The district court found that a person of ordinary skill in the art would have optimized the size of the second compartment of PCT ’015 (to comprise 97% of the ring), to release physiologically required amounts of ETO and EE. However, the Federal Circuit pointed out that the PCT ’015 provides a broad range of values for the relative size of each compartment as well as concentrations of each compound. To arrive at the hypothetical ring, a person of ordinary skill not only would have to make the second compartment so large as to be outside of the usual or preferred range disclosed in PCT ’015, but also would have to select a concentration of ETO from the high end of the disclosed range, an a concentration of EE from the low end of the range.

Moreover, PCT ’015 expressly warned that a one-compartment ring had sub-optimal release patterns. The ’581 patent purportedly solved this problem by supersaturating the ring with a progestogenic compound, a technique not taught in the prior art of record, the Federal Circuit said. Indeed, "the only way to arrive at the hypothetical ring is by using the ’581 patent as a roadmap to piece together various elements of PCT ’015," the Federal Circuit said. "That represents an improper reliance on hindsight."

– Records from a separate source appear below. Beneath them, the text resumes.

PR #4427, opened 2017-02-08
[MinGW] make install takes the pthread dll from Qt directory

bsongis:


mpaperno:
I don't really like this.  The runtime libs should be taken from the toolchain just used to build the application.  Not whatever Qt happens to be built with.  Just because they may be binary compatible doesn't mean they're the same versions.  Also you're using a different MinGW to begin with, it should be `mingw-w64`.  (BTW the former has `libpthread-2.dll`)

mpaperno:
Though really since both Qt libs and the built app itself link to the pthread dll they should ideally be the same version.  The recommended toolchain is the one each Qt distribution comes with, eg. for 5.7 it is mingw-w64 5.3.

bsongis:
OK then :)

Concluding that it would not have been obvious to load the claimed concentrations of progestogenic and estrogenic compounds in one compartment, the Federal Circuit reversed the district court’s invalidity judgment and remanded the case.

The case is No. 2016-2583.

Attorneys: Raymond N. Nimrod (Quinn Emanuel Urquhart & Sullivan, LLP) for Merck Sharp & Dohme B.V. George C. Lombardi (Winston & Strawn LLP) for Warner Chilcott Co., LLC. and Warner Chilcott US LLC.

Companies: Merck Sharp & Dohme BV; Warner Chilcott Co., LLC; Warner Chilcott (US) LLC.